The Sun is still shining strong. A huge swell has hit these magical islands called the Canarias. Last night I couldn´t sleep because of the sound of the giant waves crashing against the rocks. All beaches have been closed for safety reasons. I drive to the surfing spot. The waves are huge! There are no surfers in the water. I can see some treacherous currents in the ocean. Yet, the waves are perfect… what do I do?
Your mind can be your best friend or your worst enemy. What happens if I hit a rock? What happens if I loose my surfboard? Will the currents take me into the open sea?
I´ve been surfing for 53 years. That relation with the ocean taught me to listen to the voice of my heart, not my mind. My mind tells me not to get into the water. My heart tells me to follow my dreams. I listen to my heart, and suddenly my mind becomes my best friend. “Can you think of a better way to leave this world that in the crest of a wave?” my mind asks me.
“No,” I answer.
After avoiding the sharp rocks, I jump into the ocean. I follow the currents, for I will never be able to swim against them. They are too strong. Go with the flow of life, never against it.

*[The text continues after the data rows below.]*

Issue #734, opened 2026-06-04
CSAF uploader should support GPG-Agent


tommylehmann:
# Problem

CSAF uploader has to options to handle Signatures of CSAF Documents. Eigher expect them to be externally signed, which requires an additional step or use an OpenPGP private key file. Using an OpenPGP private key file requires one to duplicate the private key storage into OpenGPGs keyring and an exported version for csaf_uploader. Also the Signing key can't be stored on a secure hardware key storage like a yubikey or smartcard.

# Solution

Csaf_uploader should have an option to call the gpg-agent to do the signing. That would simplify private key distribution if the key is also used for other tasks like email and would benefit from everything gpg does to secure the private key.

bernhardreiter:
Hi @tommylehmann,
thanks for the suggestion!

Technically csaf_uploader does not use GnuPG but https://github.com/ProtonMail/go-crypto.
And go-crypto does not support GnuPG's agent protocol.

csaf_uploader can be used in a script which could bundle both steps, signature by GnuPG and then upload. Would that be a solution for you?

Fifteen minutes later I am at the place where the waves crash, sitting in my board, waiting. Suddenly I see lines in the horizon. The waves are coming…
I start to paddle towards the horizon. They are huge! Twice my size. I can feel my heart beating faster and faster. And I remember a lesson learned long ago: the wave won´t kill you: panic will. Because there is a critical difference between fear and panic, and that difference is what will decide my fate.

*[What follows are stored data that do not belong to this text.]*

PR #736, opened 2026-06-10
Add utf8 validation for files in checker, downloader and validator

### LINKED ISSUE #716: Flag badly encoded documents
Do we detect badly encoded documents and treat them accordingly?

https://github.com/ISDuBA/ISDuBA/issues/1470 has the example document [opensuse-su-2025_14737-1.json](https://github.com/user-attachments/files/27204610/opensuse-su-2025_14737-1.json) which contains an invalid characters, so it is not UTF-8 encoded.

Go's json parser changes those characters within strings to the unicode replacement character, but does not raise an error.

* [ ] check if our downloader, checker and validator will accept those documents without warning or error.
* [ ] decide what would be a good behaviour? E.g. download acceptance by default, checker reject by default?
* [ ] estimate and then potentially implement an improvement.

4echow:
partially resolves #716

### DIFF
--- a/cmd/csaf_checker/processor.go
+++ b/cmd/csaf_checker/processor.go
@@ -27,6 +27,7 @@ import (
 	"strconv"
 	"strings"
 	"time"
+	"unicode/utf8"
 
 	"github.com/gocsaf/csaf/v3/internal/misc"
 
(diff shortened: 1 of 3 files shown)


JanHoefelmeyer (approved):
LGTM & works

s-l-teichmann (approved):
LGTM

The waves are here. I barely go over the first one before it crashes. The second one is bigger. That is my wave, calling me. I place myself in position, and paddle as hard as I can. I feel I am one with the ocean. Now the wave pushes me. Time to take the drop. I concentrate in my balance. Perfect timing. When I reach the bottom of the wave I turn to the left, so to avoid the mountain of surf to drag me to the bottom of the ocean. I barely make it. And then comes the wall of green-emerald wall of water I have been waiting for. My surfboard catches speed. These are the moments I live for. Riding this monstrous wave will last for less than a minute, but the memory will last forever. And just when the wave is about to close into an explosion of foam and energy, I exit it. I´m speechless. My heart is happy. My soul is at peace.

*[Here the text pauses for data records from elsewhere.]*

PR #738, opened 2026-06-15
Uploader: add option to call external signing tool

s-l-teichmann:
This PR adds an option to call an external signing tool:

```
-X, --signing_tool=                    Tool to sign a file externally
      --signing_tool_timeout=   Timeout for the external signing tool
```

The idea is to enable using an external tool like `gpg` to sign
an advisory before uploading it to the provider.
The advisory is piped to the tool via stdin. The signature is captured from stdout.

TODO:
- [x] Documentation
- [x] Example
- [x] Test

### DIFF
--- a/cmd/csaf_uploader/config.go
+++ b/cmd/csaf_uploader/config.go
@@ -13,6 +13,7 @@ import (
 	"errors"
 	"fmt"
 	"os"
+	"time"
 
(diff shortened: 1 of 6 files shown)


4echow (approved):
lgtm + works

JanHoefelmeyer (approved):
LGTM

That afternoon I surfed 5 of the best waves of my life. It´s time to leave, as the sun has already kissed the horizon. I carefully maneuver to shore, to avoid the volcanic rocks and underwater caves. I am finally out of the water. Exhausted, but feeling more alive than ever.
I start walking, and suddenly I see many tourists taking photographs. But that is not important for me.
For I have conquered my fears, once more. I´ve done what my mind told me it was impossible to do. Could I have died? Maybe. But I didn´t.
And while walking back to my car, humble as always, I smile. The best is yet to come. No doubt about it.
For I know that, no matter what, I will keep living, rather than existing. A risk I will take until the day I leave this wonderful world.